Movable datasets

As of Recoll 1.24, it has become easy to build self-contained datasets including a Recoll configuration directory and index together with the indexed documents, and to move such a dataset around (for example copying it to an USB drive), without having to adjust the configuration for querying the index.

Note

This is a query-time feature only. The index must only be updated in its original location. If an update is necessary in a different location, the index must be reset.

The examples below will assume that you have a dataset under /home/me/mydata/, with the index configuration and data stored inside /home/me/mydata/recoll-confdir.

In order to be able to run queries after the dataset has been moved, you must ensure the following:

  • The main configuration file must define the orgidxconfdir variable to be the original location of the configuration directory (orgidxconfdir=/home/me/mydata/recoll-confdir must be set inside /home/me/mydata/recoll-confdir/recoll.conf in the example above).

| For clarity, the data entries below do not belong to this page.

PR #1318, opened 2023-05-02
code cleanup(reorg script loading)

Rxann:
this pr moves scripts into better categories based on what they do


Yimura:
I don't think there's a benefit to merging this, there's a reason why we split those "scripts".

The reason being that `script::get_current()->yield();` would pause all other scripts executed in the same call.
By splitting those features into multiple scripts they won't be interfered by the `script::get_current()->yield();` call.

Rxann:
Okay, I see. Should I close this?

Yimura:
> Okay, I see. Should I close this?

I’ll close for you.

PR #1325, opened 2023-05-03
Refactor commands so that hard reference to variable are used instead of hardcoded strings

xiaoxiao921:
string control flow is evil:

- code can break while still compiling just fine
- it's difficult to read and understand
- it can lead to runtime errors that are hard to trace

By using hard references to variables instead of hardcoded strings, we can improve the reliability and readability of the codebase. This pull request refactors the commands to use hard references to variables wherever possible. This change will make the code more robust and easier to maintain in the long run.

~~For example, several buttons did absolutely nothing because the strings used in the `view_session.cpp` for the "all" variants of some of these commands were never implemented. I have removed them for the time being, but of course they can be reinstated when someone wants to implement them.~~
Missed the system entirely, oops, added support for it through exposing the m_all_component field

Note: The hotkey system and the command executor system still use string control flow.

With the way the hotkeys are currently written, we could move them to variable references, but I don't think we really want that because of the current system which is a kind of crappy hard-coded system: we could have a gui or even a command executor `bind` system where we could have any command to shortcut instead of a hard-coded list in the code as we currently have.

  • The configuration directory must exist with the documents, somewhere under the directory which will be moved. E.g. if you are moving /home/me/mydata around, the configuration directory must exist somewhere below this point, for example /home/me/mydata/recoll-confdir, or /home/me/mydata/sub/recoll-confdir.

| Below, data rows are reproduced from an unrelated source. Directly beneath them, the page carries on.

PR #1335, opened 2023-05-06
Context menu: Fixed irregular distribution of operations and added some more

Tayipc38:
Some operations that needed to be in the Shared pool were exclusive and there were some trivial operations missing.

Added:
-Burst tires (Vehicle)
-Halt vehicle (Vehicle)
-Recruit Ped (Ped)
-Set selected player (Player)
-Tp on top (Shared)
-Delete (Shared)
-Enflame (Shared), changed bullet spawning to explosion spawning.

Currently, recruited peds act scared and cower when entering the player vehicle. No idea why and how to fix that.

### DIFF
--- a/src/services/context_menu/context_menu_service.hpp
+++ b/src/services/context_menu/context_menu_service.hpp
@@ -71,6 +71,29 @@ namespace big
 			         else
 				         g_notification_service->push_warning("Toxic", "Failed to take control of vehicle.");
 		         }},
+		        {"BURST TIRES",
+		            [this] {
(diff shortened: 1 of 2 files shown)


Yimura (approved):
Except for the large piece of code in the recruit option the code appears to be fine.

We can move to a function later on to avoid code duplication.

Tayipc38:
> Except for the large piece of code in the recruit option the code appears to be fine.
> 
> We can move to a function later on to avoid code duplication.

Had no patience to rebuild ped.hpp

  • You should keep the default locations for the index elements (they are relative to the configuration directory by default). Only the paths referring to the documents themselves (e.g. topdirs values) should be absolute (in general, they are only used when indexing anyway).

Only the first point needs an explicit user action, the Recoll defaults are compatible with the second one, and the third is natural.

If, after the move, the configuration directory needs to be copied out of the dataset (for example because the thumb drive is too slow), you can set the curidxconfdir, variable inside the copied configuration to define the location of the moved one. For example if /home/me/mydata is now mounted onto /media/me/somelabel, but the configuration directory and index has been copied to /tmp/tempconfig, you would set curidxconfdir to /media/me/somelabel/recoll-confdir inside /tmp/tempconfig/recoll.conf. orgidxconfdir would still be /home/me/mydata/recoll-confdir in the original and the copy.

If you are regularly copying the configuration out of the dataset, it will be useful to write a script to automate the procedure. This can't really be done inside Recoll because there are probably many possible variants. One example would be to copy the configuration to make it writable, but keep the index data on the medium because it is too big - in this case, the script would also need to set dbdir in the copied configuration.

The same set of modifications (Recoll 1.24) has also made it possible to run queries from a readonly configuration directory (with slightly reduced function of course, such as not recording the query history).